I am holding The Best of Elvis Costello and the Attractions CD.  $6.99.  I used to have this on cassette.  I remember singing along with Elvis to “Alison,” “Pump it Up,” and “Every Day I Write the Book.”  I remember my high-school crush giving me grief for buying “best of” albums.

My phone rings.  It is a call I have been expecting from a friend and mentor.  I drop the CD back in the bin and walk outside.  I will return later for it.

But I don’t.  During the course of our call, I find out she is moving away.  The stars have aligned and a “not-to-be-missed” opportunity has been presented to her family.  I am the first person she has told.

I am delighted for her.  And I feel the loss inside of me too.  I am acutely aware that our relationship will change.  I am tired of change, I think.  And yet, when things stay the same, I am restless and bored.

We finish our call and I go to Paciugo for gelato.  I order a piccolo cup – toasted coconut, sea-salt caramel, and cinnamon – and eat it walking home.  The sun is shining and the air is cool.  I am wearing gloves.  I tell myself I will go back to Laurie’s later.

But I don’t.

A friend comes over, and later, when I drive her home, she asks if I am looking forward to my Friday night alone.  Sometimes I do.  Especially this time of year, when night comes early and my radiator-heated apartment feels toasty.

I do not feel this way tonight.  I tell her so, bursting into tears.  By the time I pull over to her apartment I am sobbing uncontrollably in her arms.

I am so lonely.  She holds me.

I have been on the verge of tears all week.  This is not entirely unexpected.

Perhaps it’s because my ex-boyfriend – the one I always sort of held out hope for and thought “maybe one day…”– got engaged.

Perhaps it is because my friend and mentor is moving.  Or because I have begun to look for work in earnest, for the first time in 12 years.

Perhaps it is because I chatted online with my ex-husband today and that always kind of throws me off my square.

Or maybe it is because it is the first week in November.  That it’s just that way right now.  I don’t know.  I’m not sure that it matters.
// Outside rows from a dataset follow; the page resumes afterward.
PR #1603, opened 2026-08-13
Add "civ styles" GUI

Snowstar38:
Adds gui/civ-styles, letting people edit the item styles a civilization knows how to make.

"add-recipe" can only add; there's no way to see what your civ already knows or remove any styles. This lists every style per category, marks which ones came from the civ's raws [helpful for modded civs/races], and lets you take styles away as well as grant them.

It also flags duplicate styles and can clear them (in case add-recipe was accidentally called 2x, lets users fix duplicate entries in menus). There are toggles to show known, unknown, etc.

Covers: armor, helms, gloves, shoes, pants, shields, weapons, diggers, training weapons, ammo, siege ammo, trap components, tools, toys, and instruments.

### DIFF
--- a/docs/gui/civ-styles.rst
+++ b/docs/gui/civ-styles.rst
@@ -1,0 +1,30 @@
+gui/civ-styles
+==============
+
+.. dfhack-tool::
+    :summary: View, add, and remove the item styles a civ can make.
+    :tags: adventure fort gameplay
+
+Civs pick randomly from a pool of item types at worldgen, so not every civ gets
+togas, whips, or high boots. This lists every weapon, armor, clothing, ammo,
+tool, toy, trap component, siege ammo, and instrument in the raws, marks the
+ones your civ knows how to make, and lets you toggle them.
+
+Unlike `add-recipe`, you can see what your civ already knows, and you can take a
+style away again. Removing a style only stops new orders; items already made are
+unaffected.
+
+Pick a category on the left, or search the ``All`` list, then hit :kbd:`Enter` to
+toggle a row. Changes are saved with the fortress.
+
+Rows are marked ``native`` if the style came from your civ's raws, ``exotic`` if
+it did not, ``gen`` for procedurally generated items, and ``xN`` if the style is
+listed more than once, which repeated `add-recipe` runs will do.
+:kbd:`Ctrl`:kbd:`D` removes duplicates.
+
+Usage
+-----
+
+::
+
+    gui/civ-styles
--- a/gui/civ-styles.lua
+++ b/gui/civ-styles.lua
@@ -1,0 +1,489 @@
+local gui = require('gui')
+local widgets = require('gui.widgets')
+local dialogs = require('gui.dialogs')
+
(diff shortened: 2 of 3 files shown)


chdoc:
First of, thank you for contributing, this is a significant piece of work. At first glance, this looks to be in reasonably good shape. But the devil is usually in the detail. I'm still expecting this to require multiple rounds of code review before it can get merged. Given our currently limited reviewing capacity, this may take weeks or even months.

Please indicate the level of AI-support that was used in the development of this tool (if any) and your willingness to iterate on this for several weeks? I would like to avoid spending hours on an in-depth code review, just for another pull request to get abandoned.

docs/gui/civ-styles.rst
```diff
@@ -0,0 +1,30 @@
+gui/civ-styles
```
chdoc, line 1: Why call is tool `civ-styles`? the concept is already known as `recipes`. I would think the tool would be better named `gui/recipes`.

docs/gui/civ-styles.rst
```diff
@@ -0,0 +1,30 @@
...
+style away again. Removing a style only stops new orders; items already made are
+unaffected.
+
+Pick a category on the left, or search the ``All`` list, then hit :kbd:`Enter` to
+toggle a row. Changes are saved with the fortress.
+
+Rows are marked ``native`` if the style came from your civ's raws, ``exotic`` if
+it did not, ``gen`` for procedurally generated items, and ``xN`` if the style is
+listed more than once, which repeated `add-recipe` runs will do.
+:kbd:`Ctrl`:kbd:`D` removes duplicates.
```
chdoc, line 23: Instead of fixing this behavior after the fact, please file a bug report against `add-recipe`.

gui/civ-styles.lua
```diff
@@ -0,0 +1,489 @@
...
+local function try_field(obj, field)
+    if not obj or not field then return nil end
+    local ok, val = pcall(function() return obj[field] end)
+    if ok then return val end
+    return nil
+end
+
+local function get_civ()
+    local civ_id = df.global.plotinfo.civ_id
+    if not civ_id or civ_id < 0 then return nil end
```
chdoc, line 47: `civ_id` is an integer that is always defined when `plotinfo` is defined (basically always). So it is fine to directly call `find` with it.

gui/civ-styles.lua
```diff
@@ -0,0 +1,489 @@
...
+
+--
+-- edits
+--
+
+function CivStyles:add(cat_key, subtype)
+    local cat = self.by_key[cat_key]
+    local vec = cat and self:get_vec(cat)
+    if not vec then return end
+    if count_in(vec, subtype) == 0 then
```
chdoc, line 377: If all you need is a membership test, please use `utils.linear_index(vector,key[,field])` and remove `count_in`.

chdoc (changes requested):
Here are some general remarks for the first round. I will do a more in-depth review once these are taken care of.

All I know is going home by myself, to myself, is a really bad idea.  I know I won’t cook or write or take a bath.  I am pretty certain I will do something not helpful, like look up old lovers on Facebook.

I don’t feel like going back to Laurie’s either.  I don’t want to hear the chatter in my head.  And I don’t want to talk about it.  There is nothing more to say.  And knowing that is really something of a miracle.

Dallas_Buyers_Club_posterDallas Buyers Club is playing at the Century Theatres.  If I drive fast I can make the 8:30 show.  I make a beeline and arrive with time to spare.

I buy a ticket and claim a seat on the end.  I lay my coat on the seat next to me, joining the one belonging to the man sitting two to my right.  He is also alone.

I think about Tony, my first close friend diagnosed with AIDS.  I remember him cutting my hair in his kitchen and doing me up like a drag queen, full-well knowing I would never wear my hair like that.  But it makes him happy.  I remember smoking pot with him and eating empanadas in Detroit.  I remember that AZT made his mouth taste like metal and put him in a cranky mood.

But mostly, I get lost in the story unfolding in front of me.

I forget that Matthew McConaughey is Matthew McConaughey and not Ron Woodruff – a red-neck, homophobic, drug-addicted Texan diagnosed with AIDS.  I open my heart to this man who lived seven years instead of 30 days.

This man who befriended a card-shark, drag queen named Rayon.  Who smuggled non-FDA approved treatments into the United States for his Dallas Buyers Club.  Who in helping himself, helped others.

I cry watching him hold on to that bull for eight-seconds.  (See the movie.  You’ll understand.)  I cry when the screen goes black and silent white letters report his death.  Even though it isn’t a surprise.

I have gotten caught up in someone else’s story instead of my own.  It is what I had hoped for.

Driving home, I feel just a little bit better.  But I am still holding on by my fingernails.  Like a newly sober alcoholic counting the minutes before bed – congratulating himself and thanking God for making it through another day without drinking.

Holding on to that bull for eight seconds.  Holding on.